RANGOON — About 500 ethnic Dawei villagers from Tenasserim Division’s Laung Lone Township staged a protest on Tuesday against the construction of a huge oil refinery complex, which is being planned by Burmese tycoon Tay Za, a military-owned conglomerate and Chinese investors.
Local villagers in the coastal region in southern Burma said they were informed by authorities last year that more than 100 households in two coastal villages will have to be relocated to make way for the sprawling project. Residents have yet to be officially consulted about the compensation that they will be offered.
The project would cover 2,626 acres and include an oil refinery, a 270-megawatt power station, a water reservoir and a deep-sea port, according to project documents and a 2010 memorandum of understanding signed by Tay Za’s Htoo Group, Guangdong Zhenrong Energy Co.

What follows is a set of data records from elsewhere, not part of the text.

PR #548, opened 2026-03-20
[19.0][MIG] maintenance_equipment_certification

JasminSForgeFlow:
Standard Migration

Below things are improved in module, not a part of migration

- Add certificate number and renewal date
- Add dedicated menu for certificate
- Send an email notification when a certificate is about to expire
- Configure how many days before need to send email, it can be multiple ( i.e. 20 days before, 10 days before)
- Add active/inactive feature

@ForgeFlow

PR #591, opened 2026-09-09
[MIG] maintenance_equipment_certification: Migration to 18.0

SirPyTech:
Backport from `19.0` (https://github.com/OCA/maintenance/tree/de2cd52ab404f8127d3f060af62cfc8d8613b431/maintenance_equipment_certification) to include the awesome improvements added in https://github.com/OCA/maintenance/pull/548 from @JasminSForgeFlow.

In the migration I updated part of the documentation in order to correspond to what is shown to the user, it should probably be updated in `19.0` too.

I also added a small fix in the last commit because the archived view was showing like this: image
after this change, it is image.


HekkiMelody (approved):
Code review, LGTM

PR #364, opened 2023-10-11
[IMP] maintenance_equipment_contract: Access requests from contract in order to verify that all has been processed

etobella:
Usually, users want to see that the supplier managed all the preventive requests when managing an invoice from a contract.

PR #594, opened 2026-09-21
[18.0][IMP] maintenance_equipment_contract: Access requests from contract in order to verify that all has been processed

deeniiz:
Forward port of #364, #170 and #222 from 14.0


deeniiz:
@eantones , can you please review it?

maintenance_equipment_contract/security/contract_security.xml
```diff
@@ -0,0 +1,13 @@
+<?xml version="1.0" encoding="utf-8" ?>
+<odoo noupdate="1">
+    <record id="equipment_contract_see_all" model="ir.rule">
+        <field name="name">See All Contracts</field>
+        <field name="model_id" ref="contract.model_contract_contract" />
+        <field name="domain_force">[("equipment_ids",'!=',False)]</field>
+        <field
+            name="groups"
+            eval="[
+            (4,ref('maintenance.group_equipment_manager'))]"
```
dalonsod, line 10: Use `Command.link` instead

maintenance_equipment_contract/views/contract_contract.xml
```diff
@@ -9,12 +9,23 @@
...
+                    invisible="equipment_count == 0"
+                />
+            </div>
             <field name="tag_ids" position="before">
                 <field
                     name="equipment_ids"
                     widget="many2many_tags"
                     options="{'no_create_edit': True}"
                 />
+                <field name="equipment_count" invisible="1" />
```
dalonsod, line 28: For `18.0` this field is no longer required, as Odoo will automatically add it to view.

maintenance_equipment_contract/models/contract_contract.py
```diff
@@ -1,10 +1,27 @@
...
 class ContractContract(models.Model):
     _inherit = "contract.contract"
 
     equipment_ids = fields.Many2many("maintenance.equipment", string="Equipments")
+    equipment_count = fields.Integer(compute="_compute_equipment_count")
+
+    @api.depends("equipment_ids")
+    def _compute_equipment_count(self):
+        for record in self:
+            record.equipment_count = len(record.equipment_ids)
```
dalonsod, line 16: This is right and will work in a normal scenario. Anyway, a good and optional improvement here could be moved to a `search_count` or something like that. Once done, this field could be securely added to e.g. `list` view, without lack of performance.

dalonsod (changes requested):
Only code review, see comments

PR #1187, opened 2022-05-28
Volunteer sys

ormiret:


apps/volunteer/choose_roles.py
```diff
@@ -108,3 +120,62 @@ def role(role_id):
...
+    if current_user.is_authenticated:
+        if int(args[0]) in [
+            ra.role_id for ra in current_user.volunteer_admin_roles
+        ] or current_user.has_permission("volunteer:admin"):
+            return f(*args, **kwargs)
+        abort(404)
+    return app.login_manager.unauthorized()
+
+
+@volunteer.route("role/<role_id>/admin")
```
SamLR, line 145: I believe these parameters can have type hints (I think the format is `<int:role_id>` and, given they're going to be treated as ints by the `role_admin_required` decorator we should probably use them

apps/volunteer/choose_roles.py
```diff
@@ -108,3 +120,62 @@ def role(role_id):
...
+        Shift.query.filter_by(role=role)
+        .filter(Shift.end >= cutoff)
+        .order_by(Shift.end)
+        .limit(5)
+        .all()
+    )
+    return render_template("volunteer/role_admin.html", role=role, shifts=shifts)
+
+
+@volunteer.route("role/<role_id>/toggle_arrived/<shift_id>/<user_id>")
```
SamLR, line 160: [can be merged but we should fix later] I think this should be a POST not a get as it's changing state. Not sure what @russss & @marksteward's thoughts on this are though so happy to be over ruled and can probably merge despite it.

apps/volunteer/main.py
```diff
@@ -21,3 +26,78 @@ def safeguarding():
 @feature_flag("VOLUNTEERS_SIGNUP")
 def info():
     return render_template("volunteer/info.html")
+
+
+@volunteer.route("/init_shifts")
```
SamLR, line 75: [can be merged] This should probably be in a tasks file (e.g. https://github.com/emfcamp/Website/blob/main/apps/cfp/tasks.py)

apps/volunteer/main.py
```diff
@@ -21,3 +26,78 @@ def safeguarding():
...
+                for s in shifts:
+                    db.session.add(s)
+
+    db.session.commit()
+    return redirect(url_for(".main"))
+
+
+@volunteer.route("/clear_data")
+@v_admin_required
+def clear_data():
```
SamLR, line 133: likewise, tasks file

templates/volunteer/info.html
```diff
@@ -4,16 +4,41 @@
...
+   
     <h2>Important numbers</h2>
-    <dl class="dl-horizontal">
+    <!-- <dl class="dl-horizontal">
         <dt>First aid (mobiles)</dt><dd>01908 870909</dd>
         <dt>First aid (tent)</dt><dd>01908 870908</dd>
         <dt>Site manager</dt><dd>01908 870904</dd>
         <dt>Conduct</dt><dd>01908 870912</dd>
+    </dl> -->
+    <dl class="dl-horizontal">
```
SamLR, line 33: There needs to be something making it clear that these are ~DECT~ SIP numbers and what that means (e.g. that fixed locations will have a phone that can be used for these).

templates/volunteer/info_emergency.html
```diff
@@ -0,0 +1,31 @@
...
+  <p>If you encounter a fire (and it's not meant to be there), follow the steps below:</p>
+  <ol>
+    <li>Notify HQ via radio or phone (1011), making sure to clearly describe the location.</li>
+    <li>Ensure people are clear of danger.</li>
+    <li>If it is safe to do so, attempt to put out the fire.</li>
+  </ol>
+
+  <h3>First Aid</h3>
+
+  <p>In most cases people who need first aid should make their own way to the first aid tent, which can be found near the bar.</p>
```
SamLR, line 27: [cbm] map link as well?

templates/volunteer/info.html
```diff
@@ -4,16 +4,41 @@
...
+    <p><strong>Don’t overcommit yourself.</strong></p>
+    
+    <p><strong>Tell us if you can’t get something done.</strong></p>
 
+    <p>Nobody will criticise you if you can't do something, and telling us
+    quickly means we can handle the situation.</p>
+   
     <h2>Important numbers</h2>
-    <dl class="dl-horizontal">
+    <!-- <dl class="dl-horizontal">
```
SamLR, line 27: [nitpick] commented out stuff to remove again

SamLR (approved):
I think this looks ok to me, some minor tidy up tasks.

apps/volunteer/main.py
ormiret: Went with view rather than CLI task to trigger this as I can hit the URL for it but don't have access to run CLI tasks.

Issue #1167, opened 2022-05-24
redirect 'foo/' paths to 'foo'


SamLR:
Mostly because I keep trying to go to '/cfp-reviews/' which is a 404 and I'm lazy (and I want computers to fix that for me)

marksteward:
Fixed by #1189

PR #1189, opened 2022-05-28
Allow trailing slash in cfp-review and arrivals

kragniz:
So people don't get a 404 if they leave the slash in the url.

### DIFF
--- a/apps/arrivals.py
+++ b/apps/arrivals.py
@@ -28,7 +28,7 @@ arrivals_required = require_permission(
 )  # Decorator to require arrivals permission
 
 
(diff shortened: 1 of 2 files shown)


kragniz:
Somewhat related to #1167.

SamLR:
I think this can be solved more generally using this https://stackoverflow.com/questions/40365390/trailing-slash-in-flask-route but I've not investigated it yet

marksteward:
Don't want to add this generically, it's only meaningful on certain URLs. I'd also prefer to normalise URLs rather than silently ignore the trailing slash.

Issue #1217, opened 2022-06-01
Saving to home screen from iOS does not work


edwardhorsford:
System: iOS 15.4.4

## What I was doing:
Attempted to save the emf schedule to my home screen from IOS

## What happened:
When opening the saved site, it 404s

## What I can see
The url that saves is https://www.emfcamp.corg/static/ - which 404s.

I *think* this is chosen because these things use the `manifest.json` and it sets the `site_url` to the relative `.`. My guess is that as the manifest loads off of the static directory, the url suggested for the saved site is thus static.

I have half a hunch that changing the `site_url` to `/` might fix things - or possibly removing it? I wonder if removing it would save the url that the user performed the action? this would be better for me as I wanted to save the schedule.

edwardhorsford:
Fixed by #1218

PR #1218, opened 2022-06-01
Remove start_url which causes 404 url to be saved

edwardhorsford:
Per #1217, this relative url seems to cause iOS to save the static directory to the home screen - which does not work.

This _could_ be set to the root directory. But [by removing this key](https://stackoverflow.com/questions/39495573/set-start-url-in-web-app-manifest-based-on-the-url-that-was-added-to-homescreen), it will save whatever page the user was on - in my use case this would let me save the schedule to my home screen.

### DIFF
--- a/manifest.json
+++ b/manifest.json
@@ -4,7 +4,6 @@
   "name": "Electromagnetic Field",
   "short_name": "EMF",
   "lang": "en-GB",
-  "start_url": ".",
   "display": "standalone",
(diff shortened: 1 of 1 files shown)


edwardhorsford:
NB: I don't have the app set up, so am unable to test this. It's my best guess that this is the cause of #1217

marksteward:
Confirmed, thanks!

PR #1255, opened 2022-06-30
Add role admin view of all volunteers for that role

ormiret:


idnorton (approved):
Looks good to me, though I haven't tested it.

PR #1261, opened 2022-10-12
Updated README.me for Red Hat users

fragmad:
There is a potential gotcha when attempting to run the docker-compose within Red Hat based systems where SELinux interferes with the starting of the app and gulp containers.

### DIFF
--- a/README.md
+++ b/README.md
@@ -47,6 +47,13 @@ try:
 
         docker compose up --build
 
+### Errors starting the app and gulp containers 
+
+In RedHat based systems e.g. Red Hat Enterprise Linux, Fedora Core, etc you may need to set SELinux to Permissive for the Entrypoint script and other bash scriptsto have the correct permissions. Try: 
+
+        sudo getenforce
+        sudo setenforce permissive
+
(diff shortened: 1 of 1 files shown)


README.md
```diff
@@ -47,6 +47,13 @@ try:
 
         docker compose up --build
 
+### Errors starting the app and gulp containers 
+
+In RedHat based systems e.g. Red Hat Enterprise Linux, Fedora Core, etc you may need to set SELinux to Permissive for the Entrypoint script and other bash scriptsto have the correct permissions. Try: 
+
+        sudo getenforce
+        sudo setenforce permissive
```
idnorton, line 55: Looks like we've got some inconsistent styling in this file but could you outdent this to the first column and quote it as a command block please?

Thanks for the contribution!

marksteward:
I don't think we should be encouraging people to disable SELinux.

What method did you use to run docker? I've followed https://docs.docker.com/engine/install/centos/ on an enforcing RHEL 8 and it just worked.

russss:
Closing stale issue

Issue #878, opened 2020-02-19
SEPA payment references should be ISO 11649 Creditor References


davidc:
SEPA payment references should be amended to be ISO 11649 Creditor References, with "RF" and with two check digits added to the start.

This will allow the user's bank to verify the reference prior to the payment being sent to avoid typos.

Needs amending anywhere references are displayed (not necessary to change how they are stored in the database) plus any bank recon needs to accept both formats.

russss:
We can't do this while using Barclays for Euro banking as they severely truncate references leaving us as few as 2 characters to work with. So this depends at least on #857.

davidc:
This should not apply when giving BACS transfer details as it will run into reference length issues (and probably wouldn't be validated anyway)

jayaddison:
See https://wiki.xmldation.com/General_Information/ISO11649_-_Creditor_Reference for some details on the check digit algorithm.

There are a few libraries in various languages [on github](https://github.com/search?q=ISO+11649&type=Repositories) which may be able to validate/generate this format.

jayaddison:
> There are a few libraries in various languages [on github](https://github.com/search?q=ISO+11649&type=Repositories) which may be able to validate/generate this format.

For future reference - [python-stdnum](https://arthurdejong.org/python-stdnum/) seems to be a good library for calculating and validating check digits of all kinds, including ISO 11649.

jayaddison:
I've begun some work for this, generating ISO-11649 creditor references that are 16 characters in length total (including the `RFXX` prefix, and then a 12-character reference part).

The draft implementation is naive, and the reference part currently consists of (all base-10) the event year number YYYY followed by a zero-padded 8-digit order number.

I'm not sure that format is ideal, and as follow-ups I'm considering:

* Reversibly encode the existing `BankPayment.bankref` instead of the `Payment.id` - this should be backwards-compatible with existing bank transaction reconcilation if done correctly.
* Consider using base36 encoding for the reference part, allowing for more concise creditor references.
* Consider not zero-padding the reference part, again providing more concise creditor references (ref: [Finland Finance intro to structured creditor references](https://www.finanssiala.fi/wp-content/uploads/2021/03/Introduction_of_the_global_Structured_Creditor_Reference.pdf#page=10)).
* Add a plaintext-readable (non-QR-encoded) copy of the structured reference on the invoice and/or on an edge of the QR code to provide an additional manual verification check (ref [this online EPC QR generator](https://epc-qr.eu/?form) which does this).

PR #1287, opened 2023-12-16
Prep for #878: move invoice-related QR code from receipt modules to invoice modules

jayaddison:
These invoice-related QR methods were placed into receipt-related modules out of a mixture of laziness and wanting to reduce the number of code lines modified during #891.  This cleanup (as preparation for #878) relocates them to make their purpose and usage clearer.

(note: the skipped test _does_ run and fails as expected if the `pytest.mark.skip` is removed)


tests/test_invoice.py
```diff
@@ -0,0 +1,34 @@
...
+    qr_image = render_svg(qr_inline)
+
+    expected = [
+        "BCD",
+        "002",
+        "1",
+        "SCT",
+        "",
+        "Electromagnetic Field Ltd",
+        "GB21BARC20716472954433",
```
russss, line 25: These are our live bank details, which we shouldn't have in git. (It's a minor thing but people do occasionally harvest them for direct debit fraud.)

The test Euro IBAN is this one:

https://github.com/emfcamp/Website/blob/e8276d3d7f32fcaf9dd763cbe4d91a0f22a0fe0e/apps/base/tasks_banking.py#L43

russss (changes requested):

russss (approved):

PR #1291, opened 2023-12-17
Static content as markdown

jellybob:
This allows us to easily take content put together on pads and turn it into web content, without a tedious step of translating to EMF flavoured HTML.


Jonty:
This is great. Love that you casually rewrote all the pages in markdown without even calling it out ♥️

templates/_nav.html
marksteward, line 1: typo for volunteering

Jonty:
Shouldn't the upstream branch be `main` rather than `devcontainer` on this PR?

jellybob:
I'm upstreaming it on `devcontainer` for now because I didn't want to muddy things with a bunch of VSCode config. Once that's merged this'll rebase to `main`.

russss (changes requested):
A few yaks in the markdown loading logic:

Firstly, I'm not sure if you can always assume that the current working directory is the root of the flask app and I don't want to find out the hard way when that isn't the case. It took me way too long to work this out, but `os.path.join(app.root_path, app.template_folder)` appears to be the canonical way of getting the template folder path in flask.

Secondly, the potential path traversal issues here make me (and CodeQL) slightly uneasy. Flask won't pass us any URL components with a forwardslash in, so it's _probably_ not an exploitable path traversal on our current setup, but I wonder if it could be exploitable on Windows. There's also the risk that `render_markdown` gets re-used in a situation where the input isn't sanitised. We should defend against path traversal here.

I believe the best way of handling this these days is something along the lines of:

```python
from pathlib import Path
...
if not Path(markdown_file_path).resolve().is_relative_to(Path(template_dir).resolve()):
	return abort(404)
```

Who knows if that will satisfy CodeQL.

(pathlib is great and it could be used for more of these path operations, although flask doesn't use it for its paths internally.)

jellybob:
I think this is sorted now, CodeQL is still unhappy about it but I've poked at trying to force a path traversal and have been unable to do so.

russss (approved):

Ltd. (GDZR) and the Union of Myanmar Economic Holdings (UMEHL).
In recent months, workers have been clearing government-owned land and began digging a canal near the villages leading to concerns among local residents, who decided to organize a protest this week.
“We protest as we don’t want the oil refinery project in our area,” Nay Win, a resident from Nyin Maw village told The Irrawaddy. “The project is big. Though the initial area required is over 1,000 acres, they will need more land after production starts. Over 100 households need to move for now.”
“We demand an end to this project. We don’t want this oil refinery industry,” the 53-year-old farmer said, adding that the community also feared that the old home of Gen. Ba Htoo, a famed leader during Burma’s independence struggle, would be demolished during project construction in the area.
Last week, about 40 ethnic Dawei villagers held a religious ceremony calling on spirit of the local Lat Khat Mountain to curse any forces intend on harming the village and its religious sites.
According to project documents, obtained by The Irrawaddy, the 30-year project will require $2.5 billion in investment, 70 percent of which will be funded by unnamed Chinese state-owned banks, while Guangdong Zhenrong Energy Co. Ltd will invest about $680 million and Tay Za’s Htoo Group will invest about $120 million.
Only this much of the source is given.